In a statement posted to her campaign website, McKinney alleges a “powerful Zionist lobby has infiltrated every level of our government,” claims US tax dollars are funding what she describes as a “genocide” in Gaza, and calls the US–Israel alliance “a hostage situation.” She further references the “Epstein files,” a series of documents detailing the communications of deceased serial sexual predator Jeffrey Epstein, to suggest Israeli intelligence has engaged in criminal wrongdoing, allegations for which she provides no evidence.
McKinney’s platform proposes sweeping measures such as immediately ending all US military aid to Israel, revoking tax-exempt status for organizations she characterizes as foreign agents, supporting the boycott, divestment, and sanctions (BDS) movement, backing Palestinian “right of return” claims, and ceasing US diplomatic protection for Israeli officials at international courts.
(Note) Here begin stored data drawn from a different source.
PR #2252, opened 2019-06-13
feat(PF Checkbox): Add 3rd state to checkbox controlled by consumer

karelhala:
**What**:
When using checkbox as hierarchical checkbox (parent checkbox with child checkboxes) and user selects only some of child checkboxes parent one should go to 3rd state to indicate user that only some checkboxes were selected.

**Additional issues**:

### DIFF
--- a/packages/patternfly-4/react-core/src/components/Checkbox/Checkbox.md
+++ b/packages/patternfly-4/react-core/src/components/Checkbox/Checkbox.md
@@ -17,7 +17,8 @@ class ControlledCheckbox extends React.Component {
     super(props);
     this.state = {
       check1: false,
-      check2: false
+      check2: false,
+      check3: null
     };
     this.handleChange = (checked, event) => {
       const target = event.target;
@@ -45,6 +46,14 @@ class ControlledCheckbox extends React.Component {
           aria-label="controlled checkbox example"
           id="check-2"
           name="check2"
+        />
+        <Checkbox
+          label="Controlled CheckBox"
+          isChecked={this.state.check3}
+          onChange={this.handleChange}
+          aria-label="controlled checkbox example"
+          id="check-3"
+          name="check3"
         />
       </React.Fragment>
     );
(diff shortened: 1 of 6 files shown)


rachael-phillips:
@mcarrano @tlabaj have we introduced this in Core? If this is a need we should also get ahead of this in Core.

karelhala:
@rachael-philips this is just a JS update no need to change or anything in core it uses indeterminate API od checkbox [1].

[1] https://developer.mozilla.org/en-US/docs/Web/CSS/:indeterminate

rachael-phillips:
Thanks for the explanation @karelhala !

mcarrano:
I am fine to introduce this directly into React. We may decide to revisit this later based on the discussion here: https://github.com/patternfly/patternfly-next/issues/1411

packages/patternfly-4/react-core/src/components/Checkbox/Checkbox.md
```diff
@@ -46,6 +47,14 @@ class ControlledCheckbox extends React.Component {
           id="check-2"
           name="check2"
         />
+        <Checkbox
```
jschuler: would be good to wrap 2 checkboxes inside the checkbox and show the indeterminate state live. And can also get rid of several other duplicate examples

karelhala: Yeah! That's a good point. I like it!

packages/patternfly-4/react-core/src/components/Checkbox/Checkbox.tsx
```diff
@@ -77,6 +79,7 @@ export class Checkbox extends React.Component<CheckboxProps> {
           aria-invalid={!isValid}
           aria-label={ariaLabel}
           disabled={isDisabled}
+          ref={elem => elem && (elem.indeterminate = isChecked === null)}
```
redallen: What's this ref needed for?

karelhala: This prop is can't be set trough react prop for some reason [1]. However plain js api allows to set it trough element, so this ref is to access checkox element. It's probably because indeterminate is a flag and not real prop though.

[1] https://github.com/facebook/react/issues/1798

Additionally, she has posted campaign graphics calling to “De-Zionize the government” and shared a quote blaming her 2006 reelection loss on pro-Israel supporters, claiming “Zionists undermined Dr. McKinney’s reelection.” The candidate also shared a quote from the antisemitic Nation of Islam leader Louis Farrakhan which claimed that she lost reelection because “she was not pro-Zionist.”
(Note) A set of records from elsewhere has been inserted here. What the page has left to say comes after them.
Issue #2259, opened 2019-06-13
Bug - ChartDonutThreshold should not have tooltip labels by default.


TheRealJon:
If no 'labels` prop is passed to `ChartDonutThreshold`, the default labels just show an index value:

![video-convert](https://user-images.githubusercontent.com/22625502/59447835-f800e400-8dd1-11e9-88fd-c88c8bdcdeaf.gif)

rachael-phillips:
@TheRealJon is this blocking you?

TheRealJon:
@rachael-phillips No, not a blocker, just something I noticed. I am manually overriding the label values, but ideally, the default should be handled upstream. I am working on fixes for this and #2258 now

TheRealJon:
Fixed by https://github.com/patternfly/patternfly-react/pull/2270

PR #2270, opened 2019-06-13
fix(ChartDonutThreshold): Don't show static threshold donut tooltips by default.

### LINKED ISSUE #2258: Bug - ChartDonutThreshold x and y accessors break child ChartDonutUtilization component
If an `x` or `y` accessor props are passed into `ChartDonutThreshold`, they are inadvertently inherited by the `ChartDonutUtilization` child component. This happens on L452 of `ChartDonutThreshold` where the `getData` function is used against the child data.

TheRealJon:
Pie chart tooltips display the x value of each slice as a tooltip label by default. Because we are
doing calculations to mutate the data, this can lead to array indices being displayed as slice labels. Change defaults so that no slice labels are displayed for the static threshold donut. Also, fix a bug where ChartDonutThreshold accessors were being used to format child ChartDonutUtilization data.

Fixes #2258 and #2259

### DIFF
--- a/packages/patternfly-4/react-charts/src/components/ChartDonutUtilization/ChartDonutThreshold.tsx
+++ b/packages/patternfly-4/react-charts/src/components/ChartDonutUtilization/ChartDonutThreshold.tsx
@@ -392,6 +392,7 @@ export const ChartDonutThreshold: React.FunctionComponent<ChartDonutThresholdPro
   children,
   data = [],
   donutOrientation = 'left',
+  labels = [], // Don't show any tooltip labels by default, let consumer override if needed
   standalone = true,
   themeColor,
   themeVariant,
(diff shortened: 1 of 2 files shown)


packages/patternfly-4/react-charts/src/components/ChartDonutUtilization/ChartDonutThreshold.tsx
```diff
@@ -405,25 +406,34 @@ export const ChartDonutThreshold: React.FunctionComponent<ChartDonutThresholdPro
...
+        dataPoint._y, // Set the previous value to current y value
+        [
+          ...acc[1],
+          {
+            x: dataPoint._x, // Conditionally add x property only if it is in the original data object
+            y: dataPoint._y - acc[0] // Must be offset by previous value
+          }
+        ]
+      ];
+    }, [0, []]);
```
dlabrecq: Should we apply this to donut utilization as well?

packages/patternfly-4/react-charts/src/components/ChartDonutUtilization/ChartDonutThreshold.tsx
```diff
@@ -449,24 +459,25 @@ export const ChartDonutThreshold: React.FunctionComponent<ChartDonutThresholdPro
...
-          height: child.props.height || height,
-          showStatic: child.props.showStatic || false,
+          donutWidth: childProps.donutWidth || donutWidth - (theme.pie.width - dynamicTheme.pie.width),
+          endAngle: childProps.endAngle || 360 * (datum[0]._y ? datum[0]._y / 100 : 100),
+          height: childProps.height || height,
+          showStatic: childProps.showStatic || false,
           standalone: false,
           theme: dynamicTheme,
-          width: child.props.width || width
+          width: childProps.width || width
```
dlabrecq: Could we apply `... childProps` at the end? Thinking it would help make the code more readable.

TheRealJon: Yeah, I think we can do something like this:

The rhetoric marks one of the most stridently anti-Israel campaign platforms in recent US political history. While debate over US policy toward Israel has intensified amid the ongoing war in Gaza, McKinney’s framing goes well beyond the positions held by most Democrats, including many progressive lawmakers critical of Israeli Prime Minister Benjamin Netanyahu’s government.
Advocacy groups and Jewish organizations have long warned that language describing a shadowy “Zionist lobby” controlling American institutions echoes historical antisemitic tropes about dual loyalty and secret influence. Mainstream critics of Israeli policy typically distinguish between opposition to specific government actions and broader conspiratorial claims about Jewish political control.
McKinney, who represented Georgia in Congress for six terms before losing her seat in 2006, has a history of clashing with pro-Israel groups and Democratic leadership. After her congressional career, she became the Green Party’s presidential nominee in 2008. She has also previously participated in attempts to break Israel’s naval blockade of Gaza, including voyages on the SS Dignity and Spirit of Humanity.
Moreover, McKinney is running to fill the seat previously vacated by former Republican Rep. Marjorie Taylor Greene. Greene came under fire over issuing a series of antisemitic remarks suggesting that Israel exerts control over US foreign policy and that the war in Gaza is a “genocide.”
The US–Israel relationship, spanning more than seven decades, includes extensive military cooperation, intelligence sharing, and economic ties. Israel is widely viewed by US officials as a key strategic ally in the Middle East.
Under US law, foreign lobbying is regulated through the Foreign Agents Registration Act (FARA), and tax-exempt status is governed by strict Internal Revenue Service rules. Legal experts note that broad revocations based on political advocacy would face significant constitutional hurdles.
McKinney’s campaign announcement comes at a moment of heightened polarization over the Israel-Hamas war and US involvement in the Middle East. Whether her uncompromising platform resonates with Georgia voters remains to be seen, but it is likely to reignite debate over the boundaries between legitimate criticism of Israeli policy and rhetoric critics say veers into conspiracy and antisemitism.